Segment Start: RECORDS FOR THE EXERCISE

PR #3687, opened 2025-01-15
feat: Overwrite partitions mode

colin-ho:
Closes https://github.com/Eventual-Inc/Daft/issues/1768

Overwrite-partitions mode will only overwrite files in the partition directories that were written into as part of the write operation. E.g. partition "A" will be overwritten if and only if partition "A" was written into.

This PR also refactors the test code a bit.

### DIFF
--- a/daft/filesystem.py
+++ b/daft/filesystem.py
@@ -11,7 +11,6 @@ from typing import TYPE_CHECKING, Any
 
 from daft.convert import from_pydict
 from daft.daft import FileFormat, FileInfos, IOConfig, io_glob
-from daft.datatype import DataType
 from daft.dependencies import fsspec, pafs
 from daft.expressions.expressions import col, lit
 from daft.table import MicroPartition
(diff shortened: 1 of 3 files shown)


daft/filesystem.py
```diff
@@ -376,12 +378,26 @@ def overwrite_files(
...
+
+        # Filter existing files to only those in directories where we wrote new files
+        to_delete = all_file_paths_df.where(
+            (~(col("path").is_in(lit(written_file_paths))))
+            & (
+                col("path")
+                .apply(lambda x: str(pathlib.Path(x).parent), return_dtype=DataType.string())
+                .is_in(list(written_dirs))
+            )
+        )
```
colin-ho, line 397: Not the most efficient but realistically this is only slow past 100k paths or so (couple seconds probably). But if we're writing 100k paths or more the bottleneck is probably not this. Plus we currently do the overwrites sequentially, and no complaints about that yet so.

tests/io/test_write_modes.py
```diff
@@ -122,95 +178,121 @@ def test_write_modes_local_empty_data(tmp_path, write_mode, format):
...
-    if write_mode == "append":
-        assert read_back["a"] == ["a"] * 4 + ["b"] * 4
-        assert read_back["b"] == [1, 2, 5, 6, 3, 4, 7, 8]
-    elif write_mode == "overwrite":
-        assert read_back["a"] == ["a", "a", "b", "b"]
-        assert read_back["b"] == [5, 6, 7, 8]
-    else:
-        raise ValueError(f"Unsupported write_mode: {write_mode}")
+    for col in expected_read_back:
+        assert read_back[col] == expected_read_back[col]
```
desmondcheongzx, line 267: Hmm I guess we're checking that the data is correct, but maybe we should also check that only the expected files were modified?

One way to do this is by checking the mtimes of the files read. Since mtime typically has a resolution of 1s, we can also sleep for 1s before performing the write.

daft/filesystem.py
desmondcheongzx: Is the new branch really necessary? Aren't the modified files necessarily inside directories that contain modified files?

desmondcheongzx: Nvm, discussed offline, this is correct

daft/filesystem.py
```diff
@@ -368,19 +368,41 @@ def overwrite_files(
...
+
+        written_dirs = set(str(pathlib.Path(path).parent) for path in written_file_paths.to_pylist())
+        for dir in written_dirs:
+            file_selector = pafs.FileSelector(dir, recursive=True)
+            try:
+                all_file_paths.extend(
+                    [info.path for info in fs.get_file_info(file_selector) if info.type == pafs.FileType.File]
+                )
+            except FileNotFoundError:
+                continue
```
colin-ho, line 390: @desmondcheongzx new implementation ready for review, where we only look for files to delete IF they are in the partition directories.

desmondcheongzx (approved):
Looks good, thanks for making it clearer!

Segment End: RECORDS FOR THE EXERCISE

WORK ITEM:
Go through the records above and retype each one exactly.

WRITTEN RESPONSE:
PR #3687, opened 2025-01-15
feat: Overwrite partitions mode

colin-ho:
Closes https://github.com/Eventual-Inc/Daft/issues/1768

Overwrite-partitions mode will only overwrite files in the partition directories that were written into as part of the write operation. E.g. partition "A" will be overwritten if and only if partition "A" was written into.

This PR also refactors the test code a bit.

### DIFF
--- a/daft/filesystem.py
+++ b/daft/filesystem.py
@@ -11,7 +11,6 @@ from typing import TYPE_CHECKING, Any
 
 from daft.convert import from_pydict
 from daft.daft import FileFormat, FileInfos, IOConfig, io_glob
-from daft.datatype import DataType
 from daft.dependencies import fsspec, pafs
 from daft.expressions.expressions import col, lit
 from daft.table import MicroPartition
(diff shortened: 1 of 3 files shown)


daft/filesystem.py
```diff
@@ -376,12 +378,26 @@ def overwrite_files(
...
+
+        # Filter existing files to only those in directories where we wrote new files
+        to_delete = all_file_paths_df.where(
+            (~(col("path").is_in(lit(written_file_paths))))
+            & (
+                col("path")
+                .apply(lambda x: str(pathlib.Path(x).parent), return_dtype=DataType.string())
+                .is_in(list(written_dirs))
+            )
+        )
```
colin-ho, line 397: Not the most efficient but realistically this is only slow past 100k paths or so (couple seconds probably). But if we're writing 100k paths or more the bottleneck is probably not this. Plus we currently do the overwrites sequentially, and no complaints about that yet so.

tests/io/test_write_modes.py
```diff
@@ -122,95 +178,121 @@ def test_write_modes_local_empty_data(tmp_path, write_mode, format):
...
-    if write_mode == "append":
-        assert read_back["a"] == ["a"] * 4 + ["b"] * 4
-        assert read_back["b"] == [1, 2, 5, 6, 3, 4, 7, 8]
-    elif write_mode == "overwrite":
-        assert read_back["a"] == ["a", "a", "b", "b"]
-        assert read_back["b"] == [5, 6, 7, 8]
-    else:
-        raise ValueError(f"Unsupported write_mode: {write_mode}")
+    for col in expected_read_back:
+        assert read_back[col] == expected_read_back[col]
```
desmondcheongzx, line 267: Hmm I guess we're checking that the data is correct, but maybe we should also check that only the expected files were modified?

One way to do this is by checking the mtimes of the files read. Since mtime typically has a resolution of 1s, we can also sleep for 1s before performing the write.

daft/filesystem.py
desmondcheongzx: Is the new branch really necessary? Aren't the modified files necessarily inside directories that contain modified files?

desmondcheongzx: Nvm, discussed offline, this is correct

daft/filesystem.py
```diff
@@ -368,19 +368,41 @@ def overwrite_files(
...
+
+        written_dirs = set(str(pathlib.Path(path).parent) for path in written_file_paths.to_pylist())
+        for dir in written_dirs:
+            file_selector = pafs.FileSelector(dir, recursive=True)
+            try:
+                all_file_paths.extend(
+                    [info.path for info in fs.get_file_info(file_selector) if info.type == pafs.FileType.File]
+                )
+            except FileNotFoundError:
+                continue
```
colin-ho, line 390: @desmondcheongzx new implementation ready for review, where we only look for files to delete IF they are in the partition directories.

desmondcheongzx (approved):
Looks good, thanks for making it clearer!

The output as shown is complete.